Global Variable Speed up/down

BlitzMax Forums/BlitzMax Beginners Area/Global Variable Speed up/down

H&K(Posted 2006) [#1]
I was bored so I went though the archive and found a c++ vrs Blitz comparison by Nikko

;--------------------------------------Blitz
t=MilliSecs()
For i=1 To 1000000
If i=1 Then j=2
If j=2 Then j=4 Else j=5
j=j+256
y#=y#+Cos(i)/100 'Changed to y:Float for max
Next
Print MilliSecs()-t

So, I copied it over to blitz max and ran it, without debug (110 Blitzmax, 105 Blitz3D)
Odd I thought, so I put some Globals at the start

Global t:Int,j:Int,y:Float,i:int (Global t,j,y#,i)
113 BlitzMax, 102 Blitz3d

So I deleted the y:float and Y# from the global
(BlitzMax 93, Blitz3d 102)

Deleting I:int
(max 114, 3d 103)

Putting y:float back (global t:int,j:int,Y:float) and (global t,j,y#)
(max 89, 3D 103)

etc

Conclution,

Blitz 3d is about the same result if I declare globals or not

BlitzMax on the other hand slowdown or speedsup depending.

Questions.
1) In Strict mode, is the program going to run slower because I have declared my variables?
2) Whats going on?


Dreamora(Posted 2006) [#2]
1) Not really. It even has some very important Pros: locals only exist in the global you declare them. Thats something that non strict won't do (at least did not in earlier versions)

2)BM is higher optimized. This means that it tries to hold locals directly within CPU which will make them much faster. globals on the other side are held within RAM and need to be transfered to CPU first.

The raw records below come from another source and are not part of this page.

PR #3344, opened 2026-04-24
feat(DT-3657): Support shift click for bulk selection in workflow table

tegan-temporal:
## Description & motivation 💭 

The workflow table supports selecting multiple workflows in order to perform batch actions on the selections. Right now, you can either select all workflows, the entire page of workflows, or individual workflows (one at a time).

A common pattern is to allow multi select by selecting an item, pressing (and holding shift key), and selecting another item. All items between the two (including the two) will either be selected or deselected based on the selection state of the item.

https://github.com/user-attachments/assets/0f5ba403-fc39-4df4-b42e-0d15e81f4c35

Holding shift key after having selected or deselected a workflow, all workflows between the previously clicked workflow and the next clicked workflow will be selected (if the next clicked  workflow is currently unselected) or deselected (if the next clicked workflow is currently selected).

https://github.com/user-attachments/assets/12089333-4f87-4642-a945-ba7a17153dd5

Clear memory of prev clicked workflow when selected or deselecting all or page. (It's not intuitive to maintain the index after making a different bulk selection change).

https://github.com/user-attachments/assets/c9405c22-35ec-4045-ac27-45557877b172

There is a single shift+click scope.
  - Children that are not visible are ignored by the shift+click scope.
  - Children that are collapsed are deselected.
  - All visible children are in the same shift+click scope as the parents (selection range does not have parent/child boundaries).

### Design Considerations 🎨 

N/A (no visual change)

### How was this tested 👻 

- [x] Manual testing
- [x] E2E tests added
- [ ] Unit tests added

- Go to page with workflow summary table
- Select a workflow
- Press and hold shift key
- Select a different workflow
- See that all workflows within the range are now selected.

### Draft Checklist 

- [x] Figure out if child workflows need to be supported and if so, how.

### Issue(s) closed 

DT-3657


src/lib/holocene/checkbox.svelte
```diff
@@ -41,7 +41,9 @@
   export { className as class };
 
   let inputElement: HTMLInputElement;
-  $: inputElement !== undefined && (inputElement.indeterminate = indeterminate);
+  $: if (inputElement !== undefined) {
+    inputElement.indeterminate = indeterminate;
+  }
```
tegan-temporal, line 46: Fixes a warning about unused expression.

src/lib/holocene/checkbox.svelte
```diff
@@ -67,15 +69,27 @@
   };
 
   $: checked = group !== undefined ? group.includes(value) : checked;
+
+  $: checkIconName = indeterminate
+    ? ('hyphen' as const)
+    : checked
+      ? ('checkmark' as const)
+      : null;
```
tegan-temporal, line 77: Ensures `checkIconName` is `'hyphen' | 'checkmark' | null` which fixes a type error about the name prop for the Icon component not accepting `null`

src/lib/holocene/checkbox.svelte
```diff
@@ -67,15 +69,27 @@
...
 </script>
 
 <div
-  data-testid={$$restProps['data-testid'] ?? null}
-  on:click|stopPropagation
+  data-testid={$$restProps['data-testid']}
+  on:click|stopPropagation={() => {
```
tegan-temporal, line 82: Fixes issue where `on:click` handler passed into checkbox component was being called multiple times with different currentTargets (the checkbox input and this div).

src/lib/pages/workflows-with-new-search.svelte
```diff
@@ -96,10 +100,10 @@
...
 
   $effect(() => {
-    namespace;
-    query;
-    perPage;
-    $refresh;
+    void namespace;
+    void query;
+    void perPage;
+    void $refresh;
```
tegan-temporal, line 101: Fixes warnings about unused expressions.

src/lib/pages/workflows-with-new-search.svelte
```diff
@@ -135,15 +139,19 @@
...
 
   const openBatchTerminateConfirmationModal = () => {
-    $selectedWorkflows.length > 1
-      ? (batchTerminateConfirmationModalOpen = true)
-      : (terminateConfirmationModalOpen = true);
+    if ($selectedWorkflows.length > 1) {
+      batchTerminateConfirmationModalOpen = true;
+    } else {
+      terminateConfirmationModalOpen = true;
+    }
```
tegan-temporal, line 147: Fixes warnings about unused expressions

src/lib/pages/workflows-with-new-search.svelte
```diff
@@ -266,9 +301,8 @@
   >
     <WorkflowsSummaryConfigurableTable
       onClickConfigure={openCustomizationDrawer}
-    >
-      <slot name="cloud" slot="cloud" />
-    </WorkflowsSummaryConfigurableTable>
+      {cloud}
```
tegan-temporal, line 280: This change requires a small update in cloud-ui to pass in a snippet instead of a slot

src/lib/components/workflow/workflows-summary-configurable-table.svelte
```diff
@@ -105,37 +190,67 @@
...
-    {#each visibleItems as workflow (`${workflow.id}:${workflow.runId}`)}
+    {#each visibleRows as row, visibleRowIndex (row.value.runId)}
+      {@const isChildRow = row.rowType === 'child'}
       <TableRow
-        {workflow}
-        {viewChildren}
-        childCount={childrenActive(workflow)?.children.length}
+        workflow={row.value}
+        toggleChildrenVisibility={(workflow) => {
+          toggleChildrenVisibility(workflow);
```
tegan-temporal: This is a bit of a hack to get rid of a type warning. `toggleChildrenVisibility` has a return type of `Promise<void>` since it's `async` however the prop expects a return type of just `void`.

src/lib/components/workflow/workflows-summary-configurable-table/table-row.svelte
```diff
@@ -80,11 +90,11 @@
           <Button
             size="xs"
             variant={childrenShown ? 'primary' : 'ghost'}
-            on:click={() => viewChildren(workflow)}
+            on:click={() => toggleChildrenVisibility(workflow)}
             class={$tableDensity === 'dense' ? 'mt-1 h-5 w-5' : ''}
           >
             <Tooltip
-              text={childrenShown
+              text={childrenShown && childCount != null
```
tegan-temporal: Fix type error about `{count: undefined} | {count: null}` not being an accepted type for I18n

src/lib/holocene/checkbox.svelte
laurakwhit: Svelte supports `bind:indeterminate` [directly on checkbox inputs](https://svelte.dev/docs/svelte/bind#input-bind:indeterminate). I _think_ we can drop `inputElement` ref and the reactive block entirely.

src/lib/pages/workflows-with-new-search.svelte
laurakwhit: We'll just want to make sure we have a commit ready to add to the generated Cloud release PR that updates this.

src/lib/components/workflow/workflows-summary-configurable-table.svelte
```diff
@@ -105,37 +219,69 @@
...
+        }}
+        childCount={!isChildRow && row.childCount > 0
+          ? row.childCount
+          : undefined}
+        child={isChildRow}
+        onClickBatchSelect={(event) => {
+          // this is required due to how the underlying Checkbox component
+          // get's it's onclick type from svelte event forwarding. It does not
```
laurakwhit: NIT
```suggestion
          // gets its onclick type from svelte event forwarding. It does not
```

src/lib/components/workflow/workflows-summary-configurable-table.svelte
```diff
@@ -24,73 +32,179 @@
...
 
-  const viewChildren = async (workflow: WorkflowExecution) => {
-    if (childrenActive(workflow)) {
-      childrenIds = childrenIds.filter(
-        (id) => id.workflowId !== workflow.id && id.runId !== workflow.runId,
-      );
-    } else {
+    if (visibleChildren?.length) {
+      // we are collapsing the children so if there is an inflight request
+      // we don't want it's resolution to reopen the children.
```
laurakwhit: NIT
```suggestion
      // we don't want its resolution to reopen the children.
```

src/lib/components/workflow/workflows-summary-configurable-table.svelte
```diff
@@ -24,73 +32,179 @@
...
-  }[] = [];
+  const visibleChildrenMap = new SvelteMap<string, WorkflowExecution[]>();
 
-  const clearChildren = () => {
-    childrenIds = [];
-  };
+  $effect(() => {
+    void $refresh;
+    void query;
+    visibleChildrenMap.clear();
```
laurakwhit, line 68: Might we want `inFlightChildRequests` here too so that an in-flight fetch from before the change can't write to the new map?

```suggestion
    visibleChildrenMap.clear();
    inFlightChildRequests.clear();
```

src/lib/components/workflow/workflows-summary-configurable-table.svelte
laurakwhit: Could we just make it a required prop instead?

```js
 export let toggleChildrenVisibility: (
    workflow: WorkflowExecution,
  ) => void;
```

src/lib/components/workflow/workflows-summary-configurable-table/table-row.svelte
laurakwhit: We could also default the value (e.g. `count: childCount ?? 0`)

src/lib/holocene/checkbox.svelte
laurakwhit, line 117: Should this no longer be `bind:checked` (and instead just be `{checked}`) since it's computed from `$selectedWorkflows`?

src/lib/components/workflow/workflows-summary-configurable-table.svelte
```diff
@@ -24,73 +32,179 @@
...
 
-  $: dense = $tableDensity === 'dense';
+  const dense = $derived($tableDensity === 'dense');
 
   const setTableDensity = () => {
     $tableDensity = dense ? 'comfortable' : 'dense';
     viewFeature('tableDensity');
   };
+
+  let visibleItems: WorkflowExecution[] = $state([]);
```
laurakwhit: Wondering if we might want to rename this. Might get a bit confusing with the use of the slot scoped `visibleItems` on line 286 ⬇️ 

```js
<svelte:fragment slot="actions-end-additional" let:visibleItems let:page>
```

src/lib/components/workflow/workflows-summary-configurable-table/table-header-row.svelte
```diff
@@ -42,8 +41,9 @@
         labelHidden
         id="select-visible-workflows"
         data-testid="batch-actions-checkbox"
-        bind:checked={$pageSelected}
-        {indeterminate}
+        checked={pageSelectionStatus === 'checked' ||
+          pageSelectionStatus === 'partial'}
```
laurakwhit: Was including `|| pageSelectionStatus === 'partial'` intentional here? 

```suggestion
        checked={pageSelectionStatus === 'checked'}
```

laurakwhit (commented):
This is looking great ⌨️ 🎉  Nothing major, but a few things to clarify.

src/lib/holocene/checkbox.svelte
tegan-temporal: This was a change to just remove the warning, I wasn't trying to make a larger change... I could still do this if we want tho

src/lib/holocene/checkbox.svelte
tegan-temporal: Other uses of holocene checkbox might want to bind to checked

src/lib/components/workflow/workflows-summary-configurable-table.svelte
tegan-temporal: good call!

src/lib/components/workflow/workflows-summary-configurable-table/table-header-row.svelte
tegan-temporal: It _was_ intentional because for some reason I was under the impression that checked had to be true for the indeterminate symbol to show up, but it doesn't! So I'll remove it.

src/lib/components/workflow/workflows-summary-configurable-table/table-row.svelte
tegan-temporal: yeah good call

src/lib/components/workflow/workflows-summary-configurable-table.svelte
tegan-temporal: I'll rename to `visiblePaginatedItems`

src/lib/components/workflow/workflows-summary-configurable-table.svelte
tegan-temporal: child rows won't have a toggle function to call so I don't think we should make it required.

For this though, I updated it so the function can return a Promise or nothing at all

src/lib/components/workflow/workflows-summary-configurable-table.svelte
```diff
@@ -103,39 +218,69 @@
...
+      empty={visiblePaginatedItems.length === 0}
       slot="headers"
-      let:visibleItems
-      workflows={visibleItems}
+      workflows={visiblePaginatedItems}
+      {pageSelectionStatus}
+      onSelectPage={handleSelectPage}
     >
-      {#each columns as column}
+      {#each columns as column (column)}
```
laurakwhit: `columns` is $derived and therefore the object is re-created each time the derived runs. Probably want to key by `column.label` instead.

```suggestion
      {#each columns as column (column.label)}
```

Although wondering if there might be a scenario where the column label could be duplicated. E.g. a user creates a search attribute with the name "Status" 🤔 Maybe we want to create a unique Id for each column and use that to be on the safe side.

src/lib/components/workflow/workflows-summary-configurable-table.svelte
```diff
@@ -103,39 +218,69 @@
...
+          }
+
+          selectWorkflows(isChecked, targetedWorkflows);
+
+          prevClickedRow = row;
+        }}
       >
-        {#each columns as column}
-          <TableBodyCell {workflow} {column} truncate={dense} />
+        {#each columns as column (column)}
```
laurakwhit: Same here.

```suggestion
        {#each columns as column (column.label)}
```

src/lib/components/workflow/workflows-summary-configurable-table.svelte
```diff
@@ -24,73 +32,180 @@
...
+      }
+
+      return;
+    }
+
+    if (inFlightChildRequests.has(workflow.runId)) return;
+
+    inFlightChildRequests.add(workflow.runId);
+    try {
       const children = await fetchAllChildWorkflows(
```
laurakwhit, line 100: Perhaps out of scope for this PR and probably not causing any bugs atm, but wondering what you think about having some kind of AbortSignal for fetchAllChildWorkflows. Seems like it might be possible to expand, collapse, and then expand child workflows again before the first fetch has resolved.

laurakwhit (approved):
Two small comments r.e. keyed by `(column)`, but otherwise 🚀

src/lib/components/workflow/workflows-summary-configurable-table.svelte
tegan-temporal: yeah an abort signal would be nice. I didn't want to go down that rabbit hole for this PR though.

PR #3345, opened 2026-04-24
DT-3751 - download external payloads

rossedfort:
## Description & motivation 💭 
Adds download functionality for externally stored payloads (note: only for payloads that display in a Code Block). Other payload touch points will be addressed in a following PR.

**WIP**
This PR is a work in progress. Currently the download button shows, but the download functionality doesn't work.

#### Generic error (when codec server not configured or download fails)

Screenshot 2026-05-05 at 11 22 48 AM

#### Error when codec server is configured, but no `/download` endpoint

Screenshot 2026-05-05 at 11 23 21 AM

#### Disable download button and show tooltip when codec server not configured

Screenshot 2026-05-05 at 11 23 43 AM

#### Sample download w/ semantic filename

Screenshot 2026-05-12 at 10 54 00 AM

#### Event History Row w/ External Payload

Screenshot 2026-05-12 at 12 30 52 PM

### How was this tested 👻 

- [ ] Manual testing
- [ ] E2E tests added
- [ ] Unit tests added

1. Check out this branch and run `pnpm i` and `pnpm build:server` and `pnpm dev`
2. Clone Justin's fork of [sdk-go](https://github.com/jmaeagle99/temporalio-sdk-go/tree/codec-server-demo) which contains an external payload workflow and codec server
3. Follow the instructions in the notion doc titled: `External Storage Bug Bash 04/17`
4. Set the `AWS_PROFILE` and `S3_BUCKET` environment variables
5. In your local version of Justin's fork of temporalio/sdk-go, run `go run demos/worker/main.go`, and in a separate shell session, run `go run demos/codecserver/main.go`
7. Run `temporal workflow start --task-queue "echo-task-queue" --type "GenerateDocument" --workflow-id "generate-doc" --input '1000000'` to run a workflow with an externally stored payload.


src/lib/components/payload/payload-code-block.svelte
```diff
@@ -1,35 +1,160 @@
...
+      }
+    } finally {
+      downloadLoading = false;
+    }
+  };
 </script>
 
 <PayloadDecoder {value}>
-  {#snippet children(decodedValue)}
+  {#snippet children(results)}
```
GiantRobots, line 99: Does this results have a type?

Could we have this snippet be configurable so we could re-use the decoding logic. But swap with our own implementation?

GiantRobots: NVM you already did that

src/lib/components/schedule/schedule-form/schedule-input-payload.svelte
```diff
@@ -35,28 +40,32 @@
...
+        const parsedMetadata = base64ParsePayloadMetadata(payloads);
 
-    if (isPayloadInputEncodingType(currentEncoding)) {
-      $encoding = currentEncoding;
-      initialEncoding = $encoding;
-      if (currentEncoding === 'json/protobuf' && currentMessageType) {
-        messageType = currentMessageType;
-        initialMessageType = currentMessageType;
+        currentEncoding =
+          (parsedMetadata[0]?.encoding as PayloadInputEncoding) ?? 'json/plain';
```
GiantRobots: Should this be `parsedMetadata?.[0]` for safe access if that's not an array?

src/lib/components/payload/payload-decoder.svelte
```diff
@@ -1,52 +1,102 @@
...
 </script>
 
-{#await decodePayloadValue(value)}
+{#await decodeValue(value)}
   {@render loading?.()}
-{:then decodedValue}
-  {@render children(decodedValue)}
+{:then decodeResult}
+  {@render children(decodeResult)}
 {/await}
```
GiantRobots, line 102: I feel like we could really easily put the error state in here and pass it a retry snippet as well so we can get per request errors instead of the "last used" errors

src/lib/components/payload/payload-code-block.svelte
```diff
@@ -1,35 +1,160 @@
...
+        {:else}
+          <CodeBlock
+            content={stringifyWithBigInt(result.decodedValue)}
+            {maxHeight}
+            copyIconTitle={translate('common.copy-icon-title')}
+            copySuccessIconTitle={translate('common.copy-success-icon-title')}
+            {testId}
+            language="json"
+          />
+        {/if}
```
GiantRobots, line 167: I feel like there's a lot of stuff going on with these files that could be weird or error, maybe we should throw down an error boundary somewhere just in case to prevent app crashes

src/lib/utilities/decode-payload.ts
```diff
@@ -237,8 +244,23 @@ const keyIs = (key: string, ...validKeys: string[]) => {
...
+  payload: unknown,
+): payload is ParsedExternalPayload => {
   return (
-    keys.length === 2 && keys.includes('metadata') && keys.includes('data')
+    isParsedPayload(payload) &&
+    has(payload.metadata, 'messageType') &&
+    payload.metadata.messageType ===
+      'temporal.api.sdk.v1.ExternalStorageReference'
   );
 };
```
GiantRobots, line 265: Just spitballing on these, I wonder if instead of using typeGuards (which are a typesystem escape hatch) we could use a discriminated union on like a data container so you could easily identify which phase we're in for decoding. 

Just thinking out loud don't need to act on it.

GiantRobots (approved):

B3D did not make this distinction and was always on the same speed.


ImaginaryHuman(Posted 2006) [#3]
The thing here is that you should declare that your variables are Local, otherwise they will be assumed to be Global from what I understand. At the moment your code is not using Locals at all.

Local t:int,j:int,Y:float
Local t,j,y#

That should be even faster.


H&K(Posted 2006) [#4]
No.
If I declare them as all local, its the same speed as if I had not declared them at all.

But, as local outside the loop and global are the same thing, I didnt expect it to make a difference

BUT... If I do declare T J and Y as Global its faster

The reason for my post, is that I tend to declare Loop Variables as Global (i.e. Loop1,Loop2,Loop3), Obviuosly (after reading these posts) its quicker with
For Local Loop1 =1 to ......
But, does loop1 exist after the end of the loop?


Dreamora(Posted 2006) [#5]
no it does not exist. It only exists within the scope of the loop.
But you could declare it local outside the loop


H&K(Posted 2006) [#6]
Why cannot it be optimaised to Hold the loop in the cpu wheather its a global or a local?
But Ha, its not realy a problem


Dreamora(Posted 2006) [#7]
Because globals are on a different stack than locals ... If this would not be done this way, BM would end as slow as B3D.


H&K(Posted 2006) [#8]
But if you look at the numbers in the test above BMAX is SLOWER than Blitz3D.
I agree that there is some form of optimation going on in the background. But Surly it shouldn't optimize to slower than Blitz3D.
One way to solve this would be COPY the loop variable to the Local Stack from the Global Stack. So that a loop variable is always conciderd a Local Variable, even tho its has Global Scope.


ImaginaryHuman(Posted 2006) [#9]
Note that Cos() returns a Double. I'm not sure how Blitz3D did variables or whether it had the Double type, but a Double is twice the size of a Float which might have something to do with it.

Try precalculating Cos() into a lookup table on each version and see how they compare.


Dreamora(Posted 2006) [#10]
Define i as float or give it to the cos as float at least *float(i)*, in that case it should operate on float arithmetic which is highly optimized (not possible for double on the same level, as it is twice as large as what the CPU on 32bit systems accepts) and thus several times faster.


H&K(Posted 2006) [#11]
I had been forcing float arithmatic with /100.0
And if you define I as Float it slows down.


FlameDuck(Posted 2006) [#12]
But if you look at the numbers in the test above BMAX is SLOWER than Blitz3D.
The test (and the variances) are statisticly insignificant.

First of all, it contains 2 'empty' if statements (If i=1 and If j=2) so is a better indication of how often a branch prediction misses (and thus the CPU pipeline has to be flushed), rather than of which is better at crunching numbers.

And if you define I as Float it slows down.
From what I understand, the instruction cache does not cache FP instructions.

If you want to test speed with a more reliable benchmark, try Jim Browns collection of "Sieve of Eratosthenes" programs. In short, BlitzMAX is about twice as good at crunching numbers as Blitz3D and PureBasic, and about 80% as fast as C++.